Outcomes: Singapore’s 2% infant mortality (vs. U.S. 5.4%) and 83.6 life expectancy on $2,000/capita show it works. Capitation and bonuses align incentives, 10% fewer deaths from preventable causes (CDC target).
Funding: Phase out ACA subsidies ($80 billion), tax employer plans ($300 billion revenue), and fund HSAs. Deficit-neutral first year, surplus by year 5.
Why It Beats Now
ACA patched access but not cost, premiums up 55%, deductibles hit $7,000 (KFF). FFS rewards volume (30% of $1 trillion in procedures unneeded, RAND). This flips it: transparent costs force competition, cash empowers patients, and outcomes trump throughput. No utopian single-payer ($32 trillion/10 years, Mercatus) or status quo bloat. It’s market-driven but regulated, your low-cost, high-result ask.
Trade-offs? Upfront chaos, insurers and hospitals fight tooth and nail; 10% of docs might bolt. But prices crash, care focuses on you, not billing codes. What’s your tweak, more government or less? Remember from Rare Sense to Save America, Government is the problem, not the solution!
Why We Complain But Never Act – And Why That Has to End Today
Every Thanksgiving dinner, every barbershop conversation, every small-business owner on X rants about healthcare costs. Premiums up another 12% this year. Deductibles are so high that the insurance is worthless. A hospital bill that looks like a car payment. We scream, we meme, we forward the outrage… and then we do absolutely nothing.
We wait for “someone” to fix it.
We wait for the next election.
We wait for the perfect candidate who never shows up.
That waiting is precisely what the elites count on.
They know outrage without action is harmless.
They know a divided, distracted citizenry will never demand the one-page We the People Healthcare Act that ends their gravy train.
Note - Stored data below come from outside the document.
PR #13901, opened 2026-05-06
feat(keeper): lift turn_timeout_sec ceiling 600 → 900s (RFC-0012/0022)

jeong-sik:
## Summary

Lifts the hard ceiling for `MASC_KEEPER_TURN_TIMEOUT_SEC` from 600 s to 900 s while keeping the default at 600 s. Operators can opt local/slow cascades into the extra headroom without changing checked-in remote cascade behavior.

Rebased on current `origin/main` at `e79b358e23`; head is `78a71bfdca`.

## Why

Live keeper evidence on 2026-05-06 showed repeated `stale_turn_timeout(in_turn_hung(active≈600s threshold=600s))` restarts, and the current task queue already names this as Step 2: `cascade tiered turn_timeout (clamp 600→900, per-cascade override)`. The existing `Float.min 600.0` resolver made a 900 s operator override impossible.

This PR lands the smallest runtime-safe part: lift the process/env ceiling to 900 s. It does not add a new `cascade.toml` schema yet.

## What Changed

- `lib/config/env_config_keeper.ml`: `timeout_hard_ceiling_sec` is now `900.0`; `turn_timeout_sec` default remains `600.0`.
- `lib/keeper/keeper_runtime_resolved.ml`: mirrors the same `Float.min 900.0` ceiling.
- `lib/config/env_config_snapshot.ml`: updates the generated env snapshot text to `clamped 60-900 seconds`.
- `test/test_keeper_runtime_toml.ml`: covers 600 s default, 900 s accepted, 1800 s clamped to 900 s, and the #10388 budget invariant.
- `test/test_keeper_turn_timeout_default_10456.ml`: pins 600 s as the default, 900 s as the opt-in ceiling, and the env snapshot range.

## Validation

- `ocamlc -stop-after parsing lib/config/env_config_keeper.ml`
- `ocamlc -stop-after parsing lib/keeper/keeper_runtime_resolved.ml`
- `ocamlc -stop-after parsing lib/config/env_config_snapshot.ml`
- `ocamlc -stop-after parsing test/test_keeper_runtime_toml.ml`
- `ocamlc -stop-after parsing test/test_keeper_turn_timeout_default_10456.ml`
- `git diff --check`
- `scripts/check-oas-pin.sh --local-only` -> `main@0cfb68c620ccd385f16fd6344b2cb003077c73c3` (`v0.190.26`)
- `scripts/oas-drift-check.sh` -> OAS API surface matches fingerprint
- `scripts/dune-local.sh build test/test_keeper_runtime_toml.exe test/test_keeper_turn_timeout_default_10456.exe`
- `./_build/default/test/test_keeper_runtime_toml.exe` (31 tests)
- `./_build/default/test/test_keeper_turn_timeout_default_10456.exe` (4 tests)

Note: the focused Dune build waited behind another repo-local lock holder before running; it completed successfully after the lock cleared.

## Out Of Scope

- `config/cascade.toml` per-cascade `turn_timeout_sec` schema/parser.
- Cascade-specific resolver plumbing.
- Raising the ceiling beyond 900 s; that still needs runtime evidence and a follow-up RFC/PR.

### DIFF
--- a/lib/config/env_config_keeper.ml
+++ b/lib/config/env_config_keeper.ml
@@ -442,18 +442,30 @@ module KeeperKeepalive = struct
 
   (** Hard ceiling for all keeper timeout constants (seconds).
       No timeout may exceed this value regardless of env override.
-      Default: 600 (10 minutes). *)
-  let timeout_hard_ceiling_sec = 600.0
+
+      Default: 900 (15 minutes), lifted from 600 in PR #13861's
+      RFC-0012/0022 update permitting per-cascade turn_timeout_sec
+      overrides. Local-LLM cascades that legitimately run 27 B turns
+      ≥600 s can now opt in via env or the upcoming cascade.toml
+      override; remote cascades stay at the global default 600.
+
+      Promotion to 1 800 s requires a follow-up RFC plus one week of
+      [masc_keeper_turns_total{terminated_by="turn_timeout"}] and p95
+      duration data — see RFC-0012 §Out of scope. *)
+  let timeout_hard_ceiling_sec = 900.0
 
   (** Wall-clock timeout in seconds for a single unified turn (including all
       retries and cascade fallbacks). Prevents indefinite blocking when an
       upstream LLM hangs at the TCP level.
-      Env: [MASC_KEEPER_TURN_TIMEOUT_SEC]. Default: 600. Range: [60, 600].
+      Env: [MASC_KEEPER_TURN_TIMEOUT_SEC]. Default: 600. Range: [60, 900].
 
-      The default is deliberately the global hard ceiling. Individual OAS
-      provider attempts are capped by [oas_timeout_default_sec] and
-      provider-specific bounds below, so the full turn budget remains a
-      container for fallback/retry work rather than one provider's spend. *)
+      The default stays at 600 (the prior hard ceiling) so existing
+      remote cascades keep their budget unchanged; the lifted ceiling
+      only fires when an operator opts in via env or cascade override.
+      Individual OAS provider attempts are still capped by
+      [oas_timeout_default_sec] and provider-specific bounds below, so
+      the full turn budget remains a container for fallback/retry work
+      rather than one provider's spend. *)
   let turn_timeout_sec =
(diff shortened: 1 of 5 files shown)


anyang-keepers (commented):
## Review: Lift turn_timeout_sec ceiling 600→900s

**Verdict:** structurally sound; ship-ready surface.

### Aligned with observed reality
This keeper's own episodic memory shows recurring timeouts at the 291–292s budget boundary (turn 266, 337, 428, 246, 511 across last 30 episodes — ~14 timeout failures observed). The 600s ceiling has been silently truncating local-LLM cascade turns. Lifting to 900s opens headroom that operators can opt into via env var without changing default behavior.

### What I like
1. Default unchanged (600s) — zero risk to existing operators.
2. Budget-invariant regression test (`turn_timeout - oas_guard >= admission_wait + min_useful_run`) directly cites #10388 incident — that math drift is exactly the silent-failure class flagged in CLAUDE.md anti-patterns.
3. SSOT clamp mirrored in both `env_config_keeper.ml` and `keeper_runtime_resolved.ml` — prevents the "scattered hardcoded defaults" anti-pattern.
4. Phased approach: 900s now, 1800s deferred until 1 week of Prometheus p95 data — measurement-first, no premature scaling.

### Concrete concern
PR body's own "Pre-existing items" section flags the real risk: `admission_wait_timeout_sec` ceiling is 1200s, which now exceeds `turn_timeout` ceiling 900s. The budget invariant test only guards the default case (240s lower bound). An operator who sets both to max (admission=1200, turn=900) violates `turn_timeout >= admission_wait + min_useful_run` immediately.

Suggested follow-up (not blocking this PR): add a runtime invariant assertion at boot — `assert (turn_timeout > admission_wait_timeout)` — that fails fast with a clear error message rather than silently corrupting budget math.

### Telemetry observation
The post-merge probe `masc_keeper_turns_total{terminated_by="turn_timeout"}` is correctly identified as the gate for 1800s promotion. Suggest also tracking `p99` and `max` (not just p95) — the 600→900 jump is to absorb tail outliers, so p95 alone might under-report the value.

Reviewed via Docker route. Diff: +82/-11 across 3 files; 4 new tests.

The national debt, healthcare, education, we complain about all of it, yet we refuse to take the one action that actually forces change: flood Congress with the same simple bill until they have no choice.
Today that ends.
Download the bill above, send it to your representative, and post that you did.
One click. One minute. One million citizens doing it breaks the spell.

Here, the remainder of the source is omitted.